Observance: Bacteria stain orange against a green to a yellow background of human cells and debris.

  1. For staining cells for analysis by flow cytometry.
    Requirements: 0.1M Citric Acid (dissolve 1.921g per 100ml distilled water), 0.2M Dibasic Sodium Phosphate  (dissolve 2.839g per 100ml distilled water) ,Triton X-100 (Baker), 0.5M EDTA, Sodium chloride(NaCl), Acridine Orange (Powder) and Sucrose.
  2. Preparation of reagents:
    • Stock Buffer I:20mM Citrate-Phosphate, pH 3.0, 0.1mM EDTA, 0.2M Sucrose, 0.1% Triton X-100
      (To 125ml distilled water add 40µl 0.5M EDTA, 26.48ml 0.1M Citric Acid, 6.85ml 0.2M Dibasic Sodium Phosphate, 13.69g Sucrose, 0.2ml Triton X-100 .QS to 200ml and 0.2µ filter. Store at 4°C)
    • Stock Buffer II:10mM Citrate-Phosphate, pH 3.8, 0.1M NaCl (To 150 ml distilled water, add 9.92ml 0.1M Citric Acid, 5.46ml 0.2M Dibasic Sodium Phosphate, 1.7g NaCl. QS to 200ml and 0.2m filter. Store at 4°C)

Staining Procedure

  1. Make a 2mg/ml solution of acridine orange in distilled water and dilute to 1:100 in Buffer II
  2. Aliquot cells: 105- 106 in 100µl PBS or media.
  3. Add Buffer I (0.5ml) at room temp, agitate to suspend.
  4. Add Buffer II + AO (0.5ml) at room temp, agitate to suspend.
  5. Run on flow cytometer. Excitation 488 nm; dot plot of green fluorescence at 530nm versus red fluorescence >600 nm).

Observation

  • Green fluorescence when bound to dsDNA and
  • Red fluorescence when bound to ssDNA or RNA.

Applications

Acridine orange stain is used to confirm the presence of bacteria in positive blood cultures when Gram stain results are difficult to interpret or when the presence of bacteria is highly suspected, but none are detected using light microscopy. Other applications of acridine orange stains are listed here;

  • For enumerating the microbial load in a sample since acridine orange binds with the nucleic acid of both living and dead bacteria.
  • Detection of cell wall-deficient bacteria (e.g., mycoplasmas) grown in cultures. Cell wall deficient bacteria are hard to visualize in Gram stain as they cannot retain Gram stain dyes.
  • For differential staining of human cells and prokaryotic cell with a fluorescence microscope.
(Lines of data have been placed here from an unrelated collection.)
Issue #511, opened 2026-07-01
TESTING=1 env var enables destructive endpoints but is absent from .env.example


jy7lsna:
### MemClaw version

2.1.0

### Deployment mode

Self-hosted (Docker Compose)

### Operating system

Windows 11

### Python version

3.12.7

### PostgreSQL version

16.4

### LLM provider in use

openai

### Describe the bug

Setting TESTING=1 registers a destructive router that exposes time-warp and field-rewrite endpoints. This env var is checked in two places:
- core-api/src/core_api/app.py:656
- core-api/src/core_api/routes/testing.py:53

It does not appear anywhere in .env.example. A developer copying .env.example as their starting config has no hint this variable exists, what it does, or that it must never be set in production.

### Steps to reproduce

1. Open .env.example in the repo root.
2. Search for "TESTING".
3. Observe: not present.

### Expected behavior

.env.example should include a commented-out entry for TESTING with a clear note that it enables destructive test-only endpoints and must never be set to 1 in production. Example:

# TESTING=1  # DO NOT set in production — enables destructive time-warp/field-rewrite endpoints

### Actual behavior

TESTING is absent from .env.example. Its existence and danger are undocumented for anyone setting up from the example config.

### Relevant logs / config

```shell

```

### Pre-flight

- [x] I searched existing issues and Discussions for duplicates.
- [x] This is not a security vulnerability (those go through Security Advisories).

PR #1242, opened 2026-09-02
docs(env): document JWT_SECRET and SETTINGS_ENCRYPTION_KEY in .env.example

### LINKED ISSUE #717: [Bug]  docs(env): JWT_SECRET and SETTINGS_ENCRYPTION_KEY both "Required in production" are missing from .env.example
### MemClaw version

2.1.0

### Deployment mode

Self-hosted (Docker Compose)

### Operating system

Windows 11

### Python version

3.12.7

### PostgreSQL version

16.4

### LLM provider in use

openai

### Describe the bug

core-api/src/core_api/config.py defines two settings that are explicitly commented as required before going to production:

  settings_encryption_key: str = ""                        # Required in production (Fernet key)
  jwt_secret: str = "change-me-in-production"               # Required in production

Neither JWT_SECRET nor SETTINGS_ENCRYPTION_KEY appears anywhere in .env.example. A self-hoster copying .env.example as their starting config has no signal that either variable exists, that they default to an insecure placeholder / empty string, or that both must be set before a real deployment.

### Steps to reproduce

1. Open .env.example in the repo root.
2. Search for "JWT_SECRET" — not present.
3. Search for "SETTINGS_ENCRYPTION_KEY" — not present.
4. Compare against core-api/src/core_api/config.py, where both are marked "# Required in production."

### Expected behavior

.env.example documents both variables, following the existing "REQUIRED: change in production" comment convention already used for POSTGRES_PASSWORD in the same file, e.g.:

  # REQUIRED in production: random 32+ byte secret used to sign auth tokens. Defaults to an insecure placeholder.
  JWT_SECRET=

  # REQUIRED in production: Fernet key used to encrypt stored settings. Defaults to empty (encryption disabled).
  SETTINGS_ENCRYPTION_KEY=

### Actual behavior

Both variables are absent from .env.example. JWT_SECRET silently defaults to the literal string "change-me-in-production" and SETTINGS_ENCRYPTION_KEY defaults to "" (encryption effectively off) with no warning surfaced anywhere in the example config a new self-hoster is told to copy.

### Relevant logs / config

```shell
core-api/src/core_api/config.py:248-249:
  settings_encryption_key: str = ""  # Required in production (Fernet key)
  jwt_secret: str = "change-me-in-production"  # Required in production

.env.example's "-- Auth --" section (around line 67-72) currently only documents ADMIN_API_KEY and MEMCLAW_API_KEY — JWT_SECRET and SETTINGS_ENCRYPTION_KEY belong in the same section.
```

### Additional context

Same category of gap as #511 (TESTING env var missing from .env.example), but for the opposite direction of risk: instead of an undocumented flag that's dangerous to set, these are undocumented flags that are dangerous to leave unset a production deploy can silently run with a well-known, guessable JWT secret and no settings encryption.

### Pre-flight

wylovelyi:
## Summary

Adds `JWT_SECRET` and `SETTINGS_ENCRYPTION_KEY` to `.env.example`, in the existing `-- Auth --` section, so the example config documents the two settings that `core-api` marks as required in production.

## Related Issue

Closes #717

## Type of Change

- [x] Documentation update
- [ ] Other:

(The issue is labelled `kind/bug`: the current example config silently implies no auth secret and no encryption are needed. The fix itself is a docs/config change.)

## How Has This Been Tested?

Docs/config only, so there is no runtime behaviour to exercise. Verification was by inspection against the source of truth:

- Confirmed both defaults in `core-api/src/core_api/config.py` (lines 391-392): `jwt_secret = "change-me-in-production"`, `settings_encryption_key = ""`.
- Confirmed the config declares no `env_prefix`, so the bare names `JWT_SECRET` / `SETTINGS_ENCRYPTION_KEY` are the correct variable names.
- Confirmed both names were absent from `.env.example` before the change (the insertion script asserts on this before writing).
- Confirmed the diff is `+6 / -0` in `.env.example` and nothing else.

## Checklist

- [x] `mypy` passes
- [x] `pytest` passes locally

Notes on the last four:

- **Tests / ruff / mypy / pytest:** no Python is touched — the change is six added comment-and-assignment lines in `.env.example` — so there is nothing for those tools to act on. Adding a test that asserts on the contents of an example file would be testing the docs, not the code.
- **CHANGELOG:** `CHANGELOG.md` carries no `Unreleased` section; it is generated by release-please from Conventional Commits (stated in the file header). This commit uses the `docs(env):` prefix, so it will be picked up automatically on release.

## Additional Notes

Wording follows the convention already used elsewhere in this file (`ADMIN_API_KEY`, `POSTGRES_PASSWORD`): an inline `REQUIRED in production` note that also names the insecure default, so a reader sees both the requirement and the consequence of skipping it.

```diff
 # CORE_STORAGE_SHARED_SECRET=
+# JWT signing secret — signs auth tokens. REQUIRED in production: use a random
+# 32+ byte value; defaults to the insecure placeholder "change-me-in-production".
+JWT_SECRET=
+# Fernet key used to encrypt stored settings. REQUIRED in production: defaults
+# to empty, which leaves encryption disabled.
+SETTINGS_ENCRYPTION_KEY=
```

Related prior art: #511 covered the same category of gap for the `TESTING` env var, in the opposite direction of risk (a dangerous-to-set flag left undocumented, versus these dangerous-to-leave-unset ones).

### DIFF
--- a/.env.example
+++ b/.env.example
@@ -74,6 +74,12 @@ CAURA_API_KEY=
 # random value in a private volume; non-Compose deployments must set the same
 # non-empty value on every storage caller and storage instance.
 # CORE_STORAGE_SHARED_SECRET=
+# JWT signing secret — signs auth tokens. REQUIRED in production: use a random
+# 32+ byte value; defaults to the insecure placeholder "change-me-in-production".
+JWT_SECRET=
+# Fernet key used to encrypt stored settings. REQUIRED in production: defaults
+# to empty, which leaves encryption disabled.
+SETTINGS_ENCRYPTION_KEY=
 
 # -- Embedding provider -----------------------------------------------------
 # Options: openai | local | fake


Eldad-Caura:
Thank you for taking this on and for documenting these security-sensitive settings. We have since merged #1299, which fixes #717 with the same documentation while keeping JWT_SECRET at the guarded "change-me-in-production" placeholder; this PR uses a blank value that would bypass the current literal-default startup check. Closing this as superseded.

Human cells are stained black to faint green in which bright orange organisms are easily detected.
  • Acridine orange is also used in a method referred to as the quantitative buffy coat (QBC), a rapid screening tool for the detection of malaria.
  • For analyzing mitochondria and lysosomal content by flow cytometry.
  • For visual detection of nucleic acids on agarose and polyacrylamide gels.
  • For identifying engulfed apoptotic cells because they will fluoresce upon engulfment.

 Research showed that acridine orange staining is a sensitive, rapid, and reliable method for detecting bacteria in blood cultures early during incubation and can be substituted for blind subcultures. Acridine orange is better than Gram stain in cases with low amounts of organisms.

Limitations

  • Acridine orange stain is non-specific. It stains all nucleic acid-containing cells, so it does not discriminate between gram-negative and gram-positive bacteria.

Quality Control

  1. Examine the acridine orange staining solution for color and clarity. The solution should be clear, orange, and without evidence of precipitate.
  2. Each use time, stain a prepared slide of known bacteria, such as Escherichia coli mixed with staphylococci, and examine for the desired results. Record results and refer out-of-control results to the supervisor.
    1. Gram-negative rods and Gram-positive cocci are fluorescent (orange).
    2. The background is nonfluorescent (green-yellow).